:: Task ::
Report only the number of lines in the entries below that hold the word "fdrgsp".

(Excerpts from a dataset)
....

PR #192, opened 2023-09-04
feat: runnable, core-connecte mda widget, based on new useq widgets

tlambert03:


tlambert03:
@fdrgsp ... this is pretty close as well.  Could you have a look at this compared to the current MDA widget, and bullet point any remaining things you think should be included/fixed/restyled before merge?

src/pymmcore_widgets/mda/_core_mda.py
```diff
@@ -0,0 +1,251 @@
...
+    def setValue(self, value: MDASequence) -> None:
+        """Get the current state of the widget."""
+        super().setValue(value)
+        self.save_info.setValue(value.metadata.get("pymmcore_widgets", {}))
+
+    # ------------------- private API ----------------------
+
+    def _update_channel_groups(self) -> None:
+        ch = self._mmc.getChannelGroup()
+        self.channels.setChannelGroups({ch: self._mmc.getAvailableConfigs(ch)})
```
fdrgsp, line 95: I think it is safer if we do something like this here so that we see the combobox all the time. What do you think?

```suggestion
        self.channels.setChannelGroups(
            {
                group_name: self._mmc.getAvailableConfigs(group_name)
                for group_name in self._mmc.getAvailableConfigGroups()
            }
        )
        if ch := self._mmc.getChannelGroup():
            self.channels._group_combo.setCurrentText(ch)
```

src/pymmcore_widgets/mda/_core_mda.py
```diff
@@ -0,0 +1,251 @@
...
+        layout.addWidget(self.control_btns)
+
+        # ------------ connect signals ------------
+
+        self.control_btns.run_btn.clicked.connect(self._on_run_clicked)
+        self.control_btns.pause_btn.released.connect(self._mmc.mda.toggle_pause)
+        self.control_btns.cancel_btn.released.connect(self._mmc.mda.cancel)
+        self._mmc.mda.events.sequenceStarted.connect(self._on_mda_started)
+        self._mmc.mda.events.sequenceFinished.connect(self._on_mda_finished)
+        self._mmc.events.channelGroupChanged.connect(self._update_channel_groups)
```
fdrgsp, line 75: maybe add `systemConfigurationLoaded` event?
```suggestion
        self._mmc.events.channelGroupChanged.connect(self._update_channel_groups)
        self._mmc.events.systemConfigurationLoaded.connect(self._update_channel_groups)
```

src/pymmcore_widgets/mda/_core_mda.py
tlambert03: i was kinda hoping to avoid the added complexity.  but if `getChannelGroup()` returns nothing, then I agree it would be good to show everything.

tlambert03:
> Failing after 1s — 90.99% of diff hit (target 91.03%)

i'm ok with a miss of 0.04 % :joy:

....

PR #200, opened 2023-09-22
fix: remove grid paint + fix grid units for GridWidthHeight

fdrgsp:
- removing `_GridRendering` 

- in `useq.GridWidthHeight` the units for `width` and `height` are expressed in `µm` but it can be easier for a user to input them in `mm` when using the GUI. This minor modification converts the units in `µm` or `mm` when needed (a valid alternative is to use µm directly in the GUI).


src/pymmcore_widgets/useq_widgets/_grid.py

....

:: Written answer ::
4